PR #384, opened 2020-07-07
Fixe for double envelope when published payload is already a cloud event

mchmarny:
Given the findings in [Dapr PR 1741](https://github.com/dapr/dapr/issues/1741) it makes sense to unmarshal the content into actual CloudEventEnvelope vs `interface{}`. 

This A) prevents an existing CloudEvent content from being wrapped into yet another develop, and B) allows for submission of v1.0 CloudEvents 

#387 

* [x] Code compiles correctly
* [x] Created/updated tests


pubsub/envelope.go
```diff
@@ -30,29 +30,55 @@ type CloudEventsEnvelope struct {
...
 
-	return &CloudEventsEnvelope{
-		ID:              id,
-		Source:          source,
-		Type:            eventType,
-		Data:            i,
-		SpecVersion:     CloudEventsSpecVersion,
-		DataContentType: contentType,
-		Subject:         subject,
+	if ce.Type == "" {
```
amanbha, line 59: if the published event is already a cloud event, we should just return it as, no need to modify the properties which are in the original cloud event.

mchmarny: This is defensive posture to allow for CE optional fields to be set by the invoking Dapr code (HTTP or gRPC pub handlers). I was also trying to adhere to existing test to ensure I don't break something so if the published cloud event is not including eventType for example some of these would tail.

amanbha: Once we enable this functionality, IMO, as a user, if I gave a cloud event, I would not expect Dapr to modify it, it should just take it and publish. Tests can be modified.

pubsub/envelope.go
```diff
@@ -15,7 +15,7 @@ const (
 	// CloudEventsSpecVersion is the specversion used by Dapr for the cloud events implementation
 	CloudEventsSpecVersion = "0.3"
 	//ContentType is the Cloud Events HTTP content type
-	ContentType = "application/cloudevents+json"
+	ContentType = "application/json"
```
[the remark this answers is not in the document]
mchmarny: fixed

pubsub/envelope.go
mchmarny: Refactored to return the CE as is if provided by the user. Also added CE content tests to make sure we are not altering the user defined values

pubsub/envelope.go
```diff
@@ -30,29 +33,47 @@ type CloudEventsEnvelope struct {
 	Subject         string      `json:"subject"`
 }
 
-// NewCloudEventsEnvelope returns a new CloudEventsEnvelope
+// NewCloudEventsEnvelope returns CloudEventsEnvelope from data or a new one when data content was not
+// already an existing CE. Invoked by either the HTTP or gRPC pug handles where:
```
LMWF, line 37: pug?  is that supposed to be "publish"?

pubsub/envelope.go
```diff
@@ -30,29 +33,47 @@ type CloudEventsEnvelope struct {
...
+		DataContentType: "application/json",
 		Source:          source,
 		Type:            eventType,
-		Data:            i,
-		SpecVersion:     CloudEventsSpecVersion,
-		DataContentType: contentType,
 		Subject:         subject,
 	}
+
+	// if content was not JSON, set tata and its type to text
```
LMWF, line 72: "data"

pubsub/envelope.go
```diff
@@ -30,29 +33,47 @@ type CloudEventsEnvelope struct {
...
+//  id = new UUID
+// 	source = handling app ID
+//  eventType = const DefaultCloudEventType from this package ("com.dapr.event.sent")
+//  subject = diagnostics span context W3C as string
 func NewCloudEventsEnvelope(id, source, eventType, subject string, data []byte) *CloudEventsEnvelope {
-	if eventType == "" {
-		eventType = DefaultCloudEventType
+	var ce CloudEventsEnvelope
+	err := jsoniter.Unmarshal(data, &ce)
+	if err == nil && ce.ID != "" {
```
LMWF, line 45: Should this case be an error?  I'm reading this as: the user provided a CE but it's an invalid CE because id was not specified.

mchmarny: No, this is a valid CloudEvent (no error and it did unmarshal into CloudEvent). There are 3 scenarios this code covers when the user posts content: 

1. content is not JSON (deserialization error), set type to TXT and create a brand new CloudEvents envelop
2. content is valid JSON (no deserialization error) but the unmarshalling didn't match any fields from the CloudEvent so set type to JSON and set fields on the new CloudEvents envelop
3. content is valid JSON in CloudEvent format (no deserialization error), return the unmarshalled struct as is

pubsub/envelope.go
mchmarny: fixed

pubsub/envelope.go
mchmarny: fixed

pubsub/envelope.go
LMWF: I see, thanks for explaining.  In number 2 there is the possibility that the non-CE json happens to have an "ID" field, which seems like a field a lot of objects may have, which would make this go down the wrong path.  Perhaps using a different field like "SpecVersion" may decrease the chance of this.

mchmarny: Good call! I will combine SpecVersion, Type, and Source to be more defensive on this.

mchmarny: Come to think of it, I included all of the CloudEvent required fields (ID, SpecVersion, Type, Source, DataContentType). PTAL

# EXERCISE DIRECTIONS
Please reproduce the whole listing exactly, omitting no line.

# THE ANSWER
PR #384, opened 2020-07-07
Fixe for double envelope when published payload is already a cloud event

mchmarny:
Given the findings in [Dapr PR 1741](https://github.com/dapr/dapr/issues/1741) it makes sense to unmarshal the content into actual CloudEventEnvelope vs `interface{}`. 

This A) prevents an existing CloudEvent content from being wrapped into yet another develop, and B) allows for submission of v1.0 CloudEvents 

#387 

* [x] Code compiles correctly
* [x] Created/updated tests


pubsub/envelope.go
```diff
@@ -30,29 +30,55 @@ type CloudEventsEnvelope struct {
...
 
-	return &CloudEventsEnvelope{
-		ID:              id,
-		Source:          source,
-		Type:            eventType,
-		Data:            i,
-		SpecVersion:     CloudEventsSpecVersion,
-		DataContentType: contentType,
-		Subject:         subject,
+	if ce.Type == "" {
```
amanbha, line 59: if the published event is already a cloud event, we should just return it as, no need to modify the properties which are in the original cloud event.

mchmarny: This is defensive posture to allow for CE optional fields to be set by the invoking Dapr code (HTTP or gRPC pub handlers). I was also trying to adhere to existing test to ensure I don't break something so if the published cloud event is not including eventType for example some of these would tail.

amanbha: Once we enable this functionality, IMO, as a user, if I gave a cloud event, I would not expect Dapr to modify it, it should just take it and publish. Tests can be modified.

pubsub/envelope.go
```diff
@@ -15,7 +15,7 @@ const (
 	// CloudEventsSpecVersion is the specversion used by Dapr for the cloud events implementation
 	CloudEventsSpecVersion = "0.3"
 	//ContentType is the Cloud Events HTTP content type
-	ContentType = "application/cloudevents+json"
+	ContentType = "application/json"
```
[the remark this answers is not in the document]
mchmarny: fixed

pubsub/envelope.go
mchmarny: Refactored to return the CE as is if provided by the user. Also added CE content tests to make sure we are not altering the user defined values

pubsub/envelope.go
```diff
@@ -30,29 +33,47 @@ type CloudEventsEnvelope struct {
 	Subject         string      `json:"subject"`
 }
 
-// NewCloudEventsEnvelope returns a new CloudEventsEnvelope
+// NewCloudEventsEnvelope returns CloudEventsEnvelope from data or a new one when data content was not
+// already an existing CE. Invoked by either the HTTP or gRPC pug handles where:
```
LMWF, line 37: pug?  is that supposed to be "publish"?

pubsub/envelope.go
```diff
@@ -30,29 +33,47 @@ type CloudEventsEnvelope struct {
...
+		DataContentType: "application/json",
 		Source:          source,
 		Type:            eventType,
-		Data:            i,
-		SpecVersion:     CloudEventsSpecVersion,
-		DataContentType: contentType,
 		Subject:         subject,
 	}
+
+	// if content was not JSON, set tata and its type to text
```
LMWF, line 72: "data"

pubsub/envelope.go
```diff
@@ -30,29 +33,47 @@ type CloudEventsEnvelope struct {
...
+//  id = new UUID
+// 	source = handling app ID
+//  eventType = const DefaultCloudEventType from this package ("com.dapr.event.sent")
+//  subject = diagnostics span context W3C as string
 func NewCloudEventsEnvelope(id, source, eventType, subject string, data []byte) *CloudEventsEnvelope {
-	if eventType == "" {
-		eventType = DefaultCloudEventType
+	var ce CloudEventsEnvelope
+	err := jsoniter.Unmarshal(data, &ce)
+	if err == nil && ce.ID != "" {
```
LMWF, line 45: Should this case be an error?  I'm reading this as: the user provided a CE but it's an invalid CE because id was not specified.

mchmarny: No, this is a valid CloudEvent (no error and it did unmarshal into CloudEvent). There are 3 scenarios this code covers when the user posts content: 

1. content is not JSON (deserialization error), set type to TXT and create a brand new CloudEvents envelop
2. content is valid JSON (no deserialization error) but the unmarshalling didn't match any fields from the CloudEvent so set type to JSON and set fields on the new CloudEvents envelop
3. content is valid JSON in CloudEvent format (no deserialization error), return the unmarshalled struct as is

pubsub/envelope.go
mchmarny: fixed

pubsub/envelope.go
mchmarny: fixed

pubsub/envelope.go
LMWF: I see, thanks for explaining.  In number 2 there is the possibility that the non-CE json happens to have an "ID" field, which seems like a field a lot of objects may have, which would make this go down the wrong path.  Perhaps using a different field like "SpecVersion" may decrease the chance of this.

mchmarny: Good call! I will combine SpecVersion, Type, and Source to be more defensive on this.

mchmarny: Come to think of it, I included all of the CloudEvent required fields (ID, SpecVersion, Type, Source, DataContentType). PTAL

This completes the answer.